When we moved the Spanish Debian web mirror to a dedicated box, I only thought about the better Internet link, maintenance and resources the mirror would have. I never thought hardware problems would appear soon after we installed the box in the new location.

The move was done back in March or so, AFAICT from the logs in the server. In May, the box crashed for the first time due to some massive SCSI errors in the disk that had the root filesystem. Just rebooting would help it, but some weeks later we would found dmesg full of crap again.

Fernando, one of the operators at the University, found out one of the fans had stopped when he opened the box trying to find out what was going on. We thought that might be causing weird stuff, but soon after, I had to go to the computer room to fix it myself, because the damage in the file system was too big.

During that visit, I finally saw the consoles of a few boxes that I had been using for like 8 years... iluso, gong, and other famous ones like tiberio (once the best computer in the University, used to do some Chemistry simulations, IIRC) or cesar (a very big Sun computer, the current best one in València, if I'm not mistaken.

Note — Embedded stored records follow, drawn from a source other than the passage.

PR #354, opened 2019-05-15
update Free Software Foundation address.

tsteven4:


tsteven4:
All of the changes except strptime.h, strptime.c, COPYING, and COPYING.txt were done with the script:

> #!/bin/bash
for file in $@
do
perl -0777 -i.original -pe 's/59 Temple Place - Suite 330, Boston, MA 02111\n\/\/  USA/51 Franklin Street, Fifth Floor, Boston, MA  02110-1301,\n\/\/  USA./igs' $file
perl -0777 -i.original -pe 's/59 Temple Place - Suite 330, Boston, MA 02111\n\#  USA/51 Franklin Street, Fifth Floor, Boston, MA  02110-1301,\n\#  USA./igs' $file
perl -0777 -i.original -pe 's/59 Temple Place - Suite 330,\n\*\* Boston, MA  02111-1307, USA./51 Franklin Street, Fifth Floor,\n\*\* Boston, MA  02110-1301, USA./igs' $file
perl -0777 -i.original -pe 's/59 Temple Place - Suite 330, Boston, MA 02111 USA/51 Franklin Street, Fifth Floor, Boston, MA  02110-1301, USA./igs' $file
done

height.cc
```diff
@@ -17,7 +17,7 @@
 
     You should have received a copy of the GNU General Public License
     along with this program; if not, write to the Free Software
-    Foundation, Inc., 59 Temple Place - Suite 330, Boston, MA 02111 USA
+    Foundation, Inc., 51 Franklin Street, Fifth Floor, Boston, MA  02110-1301, USA.
```
GPSBabelDeveloper, line 20: A bunch of these spill out of the 80 columns, but I'm not sure I care...

strptime.c
```diff
@@ -15,8 +15,8 @@
 
    You should have received a copy of the GNU Library General Public
    License along with the GNU C Library; see the file COPYING.LIB.  If not,
-   write to the Free Software Foundation, Inc., 59 Temple Place - Suite 330,
-   Boston, MA 02111-1307, USA.  */
+   write to the Free Software Foundation, Inc., 51 Franklin Street, Fifth Floor,
```
GPSBabelDeveloper: Since strptime.[ch] aren't ours[1] do we think this change is OK to make? I'd probably vote yes for the same reasons I'm OKing everything else, but we may lead to future ping-pong if we ever update them in the future.
[1] These should probably be moved to src/thirdparty/strptime (or something) for that very reason. Doing the same for jeeps, however, seems wrong because we've treated it as "ours" now for about 20 years and the author and original distributions are gone. I'd argue we ARE the source for jeeps now - absolutely a derived work, needing to keep credit and license, and such, but with no worry about ever picking up an refresh from upstream.

GPSBabelDeveloper (approved):
LGTM, but please consider reverting strptime.*
Rationale: improves fidelity with source license, doesn't change license terms or intent. This is just administrivia. (And nobody is sending letters to the FSF for copies of GPL these days....)

Thank you!

strptime.c
tsteven4: strptime reverted, but not moved.  future updates are already difficult because our reformatting with astyle was applied to strptime.

height.cc
tsteven4: Its a PITA to fix this due to multiple variations in the formatting of the text.

PR #363, opened 2019-05-23
Track filter fix

### LINKED ISSUE #357: Track Move Filter doesn't work from GUI
In 1.6.0 the track move filter doesn't work.  It passes the move value as \*d\*h\*m\*s which is no longer recognized by the command line tool.   This is a new bug in 1.6.0

### LINKED ISSUE #358: GUI Track Move Filter limits move time to 2000 days.
The GUI track move filter unnecessarily limits the number of days to move to +/-2000.  7168 days = 1024 weeks is of particular usefulness for the WNRO issue.

tsteven4:
Fix compatibility for track filter GUI<->CLI.

Add a week unit for the track filter move option,
in addition to the existing day, hour, minute and second units.

Allow combination of units for track filter move option, e.g.
1w2d3h4m-5s = 1 week + 2 days + 3 hours + 4 minutes - 5 seconds.
This matches historical use, and is expected by the GUI.

Add the week unit to the GUI track filter ui.

Change the limits on the track filter move specs:
week: +/-10000 (unit didn't exit before)
day,hour,minute,second: +/- 100000 (+/-2000 for day before, +/-100 for others before).

This resolves #357.
This resolves #358.

### DIFF
--- a/trackfilter.cc
+++ b/trackfilter.cc
@@ -78,34 +78,42 @@ int TrackFilter::trackfilter_opt_count()
 
 qint64 TrackFilter::trackfilter_parse_time_opt(const char* arg)
 {
-  qint64 result;
+  qint64 result = 0;
 
-  QRegularExpression re("^([+-]?\\d+)([dhms])$", QRegularExpression::CaseInsensitiveOption);
+  QRegularExpression re("^([+-]?\\d+)([wdhms])(?:([+-]?\\d+)([wdhms]))?(?:([+-]?\\d+)([wdhms]))?(?:([+-]?\\d+)([wdhms]))?(?:([+-]?\\d+)([wdhms]))?$", QRegularExpression::CaseInsensitiveOption);
   assert(re.isValid());
   QRegularExpressionMatch match = re.match(arg);
   if (match.hasMatch()) {
-    bool ok;
-    result = match.captured(1).toLong(&ok);
-    if (!ok) {
-      fatal(MYNAME "-time: invalid quantity in move option \"%s\"!\n", qPrintable(match.captured(1)));
-    }
+    int lastindex = match.lastCapturedIndex();
+    for (int idx = 1; idx < lastindex; idx += 2) {
+      bool ok;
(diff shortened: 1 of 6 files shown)


trackfilter.cc
```diff
@@ -78,34 +78,42 @@ int TrackFilter::trackfilter_opt_count()
 
 qint64 TrackFilter::trackfilter_parse_time_opt(const char* arg)
 {
-  qint64 result;
+  qint64 result = 0;
 
-  QRegularExpression re("^([+-]?\\d+)([dhms])$", QRegularExpression::CaseInsensitiveOption);
+  QRegularExpression re("^([+-]?\\d+)([wdhms])(?:([+-]?\\d+)([wdhms]))?(?:([+-]?\\d+)([wdhms]))?(?:([+-]?\\d+)([wdhms]))?(?:([+-]?\\d+)([wdhms]))?$", QRegularExpression::CaseInsensitiveOption);
```
GPSBabelDeveloper, line 83: I can't read this regex now, but can it ever match a unit into match[0] but not have a value so that the offset below will walk off the end of match? Maybe track,move=+1024   (no units)

Otherwise, lgtm. Thanx

GPSBabelDeveloper (approved):

trackfilter.cc
tsteven4: I don't think so.
1. match.captured(0) is the whole match.  we don't use 0.
2. we use pairs of match with indexes 1 & 2, 3 & 4, ...
3. since the first index in a pair is < the lastCapturedIndex we are guaranteed that
the second index in a pair is <= lastCapturedIndex.  So even if the re can capture matches not in pairs (ignoring 0) we won't index off the end.
4. the re is anchored by ^ and $ so we shouldn't get partial matches (with a few caveats).
5. the re is build of units of ([+-]?\\d+)([wdhms]).  The first group has to find one or more digits due to the + quantifier, and the second group has to match one of the supplied characters due to the implicit quantifier of 1.   So we either get 0 matches or 2 from each of these units.

PR #387, opened 2019-08-06
add support for use of libshp to configure.

tsteven4:
added a new configure option --with-shapelib=(included)|system|no

the included shapelib bits are used by default.
a value of system searches for libshp
a value of no disables the shape format that depends on shapelib.

the configure option --disable-shapefile is removed, equivalent functionality can be had with --with-shapelib=no.

@cjmayo please see if this let's you remove your shapelib patch, although you will need to add sed editing of the dependencies like you do with zlib.

### DIFF
--- a/CMakeLists.txt
+++ b/CMakeLists.txt
@@ -56,11 +56,6 @@ set(ALL_FMTS
   energympro.cc mynav.cc ggv_bin.cc globalsat_sport.cc geojson.cc
 )
 
-#DEPRECATED_FMTS=cetus.cc copilot.cc gpspilot.cc magnav.cc psp.cc gcdb.cc quovadis.cc gpilots.cc geoniche.cc palmdoc.cc hsa_ndv.cc coastexp.cc pathaway.cc coto.cc msroute.cc mag_pdb.cc axim_gpb.cc delbin.cc google.cc
-
-#DEPRECATED_HEADERS=geo.h quovadis.h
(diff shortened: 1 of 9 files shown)


tsteven4:
@cjmayo I think your non-standard location for shapefil.h is going to prevent this from working without changing the #include in shape.cc.  Following our zlib example I would add
#if HAVE_LIBSHP
#include <shapefil.h>
#else
#include "shapefil.h"
#endif
but I don't think your install location for shapefil.h is in the system include path.

robertlipe:
I'm a bit chilly to this. configure/make isn't our future. adding
complexity for versions of these libs that aren't in our tree - and that
may give compile errors or worse, incompatible changes, seems a bit a bust
to me.

I'd almost rather the configure/make path be more thoroughly deprecated.

cjmayo:
Always the same tension between Linux distributions and application developers I guess.

Anway, I did try this but it also didn't work at the linking stage. To get it to work I used pkg-config and the PKG_CHECK_MODULES autoconf macro. Additional commit on top of this PR:

https://github.com/cjmayo/gpsbabel/commit/81a218818fb375c562a578cea251fb864b53403a

tsteven4:
This is being closed with the deprecation of autotools/configure.  It is supported with qmake.  See https://github.com/gpsbabel/gpsbabel/blob/master/INSTALL.  @cjmayo thanks for the pkg-config idea, it is part of the qmake implementation.

Issue #389, opened 2019-08-07
gpsbabelfe "Translation options" lights not shown


cjmayo:
If I run `gpsbabelfe` (with my default LANG environment variable, set to en_GB.utf8) I see the light symbols against the Waypoints, Routes and Tracks check boxes.

But if I run `LANG=de_DE gpsbabelfe` I just see "hyphens" in line with the bottom of the check boxes. Changing the Input Format using the combo box causes the lights to be displayed.

Starting values

Input Format: GPX XML
Output Format: Alan Map500 Waypoints and Routes (.wpr)

This is on GPSBabel 1.6.0 plus the patches for translations.
I don't see it on GPSBabel 1.5.4 - the Gentoo installation with translations in /usr/share/gpsbabel and without the code modified to load them.

tsteven4:
Thanks.  I can reproduce this.  Please open an issue on github.

tsteven4:
That was a great find, thanks @cjmayo for noticing and reporting it.

tsteven4:
This was fixed by #390

PR #390, opened 2019-08-08
fix interaction between translation and lights.

tsteven4:
When using a language other than English the initial painting of
the gui mainwindow showed the placeholder text for the labels next
to the waypoints, routes and tracks check boxes instead of the
lights.  This was issue #389.


tsteven4:
The QLabels that dynamically held QPixmaps containing the lights were setup in the UI to contain text.  This was probably done because the images are dynamically scaled and this option isn't available when creating the UI.  Apparently the translator messes with the text and that ends up being displayed initially instead of the dynamically set QPixmaps.

To fix this I changed the UI to contain a placeholder pixmaps instead of text, thus taking the translator out of the picture.  I temporarily used QPixmap::save to save a scaled image in mainwindow.cc.  Then I recolored this scaled image "convert 11scaled.png -colorspace Gray lights.png" and set this in the three QLabels using Qt Designer 5.12.4 on windows.  The rest of the UI changes were made automatically by Qt Designer.

tsteven4:
This fixes #389.

robertlipe:
Very interesting. I was about to ask for help, but that second message made
it all make sense. What a find! Thanx.

RJL

tsteven4:
This fixed #389

PR #391, opened 2019-08-08
[WIP] Support make install for GUI on Linux systems

cjmayo:
Worth some review but this is my ideal, requiring:
```
qmake PREFIX=/usr
make
make install
```
and you have a working GUI with translations, while hopefully not changing anything for package_app (untested).

I can get make to run lrelease by adding `CONFIG += lrelease` but can't see how to get the qm files created in .qm subdirectory installed.
https://bugreports.qt.io/browse/QTBUG-77398

### DIFF
--- a/gui/app.pro
+++ b/gui/app.pro
@@ -33,58 +33,6 @@ unix {
         DEFINES += HAVE_UDEV
         PKGCONFIG += libudev
     }
-
-    # Setting PKGDATADIR will:
-    # 1. Look for gmapbase.html in PKGDATADIR instead
-    # of in QApplication::applicationDirPath().
-    # E.g. qmake PKGDATADIR=/usr/share/gpsbabel
-    # will use /usr/share/gpsbabel/gmapbase.html instead of
-    # QApplication::applicationDirPath() + "/gmapbase.html".
-    # 2. Substitude PKGDATADIR/translations in the search path for
-    # translation files instead of
-    # QApplication::applicationDirPath() + "/translations".
-    # E.g. qmake PKGDATADIR=/usr/share/gpsbabel
-    # will look in /usr/share/gpsbabel/translations instead of
-    # QApplication::applicationDirPath() + "/translations".
-
-    # We search for translation files (*.qm) in this order:
-    # 1a. Relative to the executable, specifically at
-    # QApplication::applicationDirPath() + "/translations".
-    # This works when we package the app on windows and macos.
-    # It also works we create a bundled app on linux,
-    # for example with the package target.  However, linux packagers typically
-    # install the translation files in another location.
-    #  OR
-    # 1b. In PKGDATADIR/translations.  This works for linux packages that
-    # place the translations in PKGDATADIR/translations, e.g.
-    # qmake PKGDATADIR=/usr/share/gpsbabel with the translations in
-    # /usr/share/gpsbabel/translations.
-    # 2. In the Qt TranslationsPath.  If this is not overridden in qt.conf it
-    # will point to the hard-coded paths that are compiled into the Qt library.
-    # This hard-coded path can be found with "qmake -query QT_INSTALL_TRANSLATIONS".
-    # This works for linux packages that have some or all translation files
-    # installed in the original location they used when compiling Qt.
-
-    # There are three sets of translation files that should be available
-    # when running gpsbabelfe:
-    # 1. gpsbabelfe_*.qm
-    # 2. gpsbabel_*.qm
-    # 3a. The Qt supplied meta catalogs (qt_*.qm) and the module files they
-    #     refer to (qt*_*.qm).
-    #     Note if you are counting on finding the Qt supplied translations,
-    #     then the package that provides the Qt translations
-    #     needs to be a prerequisite to the gpsbabel gui package.
-    #  OR
-    # 3b. The concatentated translation files for the modules that gpsbabelfe
-    #     uses.  These files are created by building the package target.
-    #     These are named identically to the Qt translation meta catalogs, i.e.
-    #     qt_*.qm, but contain the necessary translation data for the modules
-    #     gpsbabelfe uses.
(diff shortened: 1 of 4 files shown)


GPSBabelDeveloper:
I'll defer to Steven for reviewing/integrating this since the two of you seem to have quite the groove going on in this area, but I can provide some historic perspective.

We used to support a 'make install' for Linux, but it was too messy because each distro wanted their Qt stuff in a different place. We were encouraged to not even try because everybody installs the version packaged by the OS anyway.

That may or may not be correct now (or ever) but that's how we got here.

cjmayo:
I don't want to cause more bug reports! I was thinking more about maintainers than users, hence it only being created if you set PREFIX (i.e. no default). Personally I prefer to have a make install, even if it puts things in the "wrong" place at least you can see what upstream intends to be installed (easier than going through the code).

But the main thing is to get the GUI working with translations and map when installed in a Linux system as per the other PRs. At least I found a Qt bug with this one.

tsteven4:
CONFIG+= lrelease was added in Qt 5.12 and the bug above was fixed in Qt 5.14.2.

cjmayo:
I've got Qt 5.14.2 installed now but hadn't realised that it contained the fix (thanks for pointing that out), so I will have a go at updating this PR.

tsteven4:
@cjmayo 
I think there are a couple of problems here:
1. I think the install file set varies with distribution.
2. I think some distributions create or alter files.
3. I think the directory structure is not common between distributions, e.g. some distributions put our translation files in /usr/share/qt5/translations, not /usr/share/gpsbabel/translations.
4. We have a floor of Qt 5.9 for gpsbabel.
5. some distributions may have their own methods of installing files?

So I am not confident that we can come up with an install target that works for all the distributions.  However, I still would like to make it easier so patching wasn't required to force the file locations.  I would also like to make it easier to make sure the critical files were distributed in some location.

I have been creating a file trying to capture what and where some distributions install things that I would like to share so you could add a column.  google docs?

tsteven4:
embedding gpsbabelfe_*.qm, qpsbabel_*.qm as resources is another option.  It would increase the size of the executable about 200kB.  lrelease.prf has an option to do this.  Then all the distributions have to do is have the Qt supplied qm files available and in a place we can find them.

tsteven4:
I'm leaning towards offering an option to embed the translation resources inside the executable.  I like the stuff @cjmayo found with CONFIG+=lrelease.  It has an option CONFIG+=embed_resources.  Unfortunately this was recently developed and requires a newer version of Qt than our floor.  However, I have implemented something like it directly in app.pro that should work without depending on the latest Qt enhancements/bug fixes.
 
So, @cjmayo , @jspricke would you be happy to have the executable increase 200kB and have the gspbabel translations compiled into the executable?  You would still need the qt supplied translations, but I think that just amounts to you adding a package dependency.

GPSBabelDeveloper:
5.9 is now an unsupported LTS release. Support ended May 2020, so we should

The other day I had to update httpd.conf as requested by the debian-www guys, but as I feared, the box was having problems: apache was running normally (had been for months, thanks to the binaries being in memory), but the filesystem was read only due to the same errors in the disk, so I couldn't modify anything. I tried rebooting, but as expected the box didn't come up.

Today Sergio and I went to the campus, picked up the heavy box and took it back to the zulex to have a closer look outside the freezing University server room. After booting d-i, which is our preferred rescue tool these days, we examined what the disks still had, and with a few spare SCSI drives we started rebuilding the box from scratch.

Not having a Woody CD at the office, we decided it was time to upgrade to Sarge anyway, so we did our first RAID install using Debian Installer. Man, partman just rocks. After the base system was installed, we found our first blocker: lilo-installer apparently didn't know where to install the boot block, and would suggest /dev/md/0, which failed. After a few tries we learned about the raid-specific lilo.conf parametre, and managed to finish up.

Next, the SCSI BIOS was missconfigured, and it didn't boot from the correct SCSI ID. After some thought we realised what was going on and finally I could take the box home to finish up.

To stick the new disks on the case, I had to brute-force open the lid, a problem that will go away as soon as we get the rack case we've asked for donation to the Hardware Donations team. (hi robster ;) Finding the old data was not so fun, as many files in /etc were corrupt, but I could save the ssh keys and the websync scripts for the web mirror.

Having a nice chance like this to fix things up, I moved the mirror to Apache 2, and it's hopefully working ok now. Tomorrow I'll take the box back to Uni and see if it is. Ideally sto will accept being co-admin for the mirror, as he lives nearby and is University staff anyway. :)

There's some extra-space in the box now, so we are thinking about doing an ftp mirror for the Uni, which I believe has none, while many, many servers run Debian.

I'm finally ready to power it off. This is the noisiest box I've worked on it a long time... it's going to be hard to get rid of the head ache...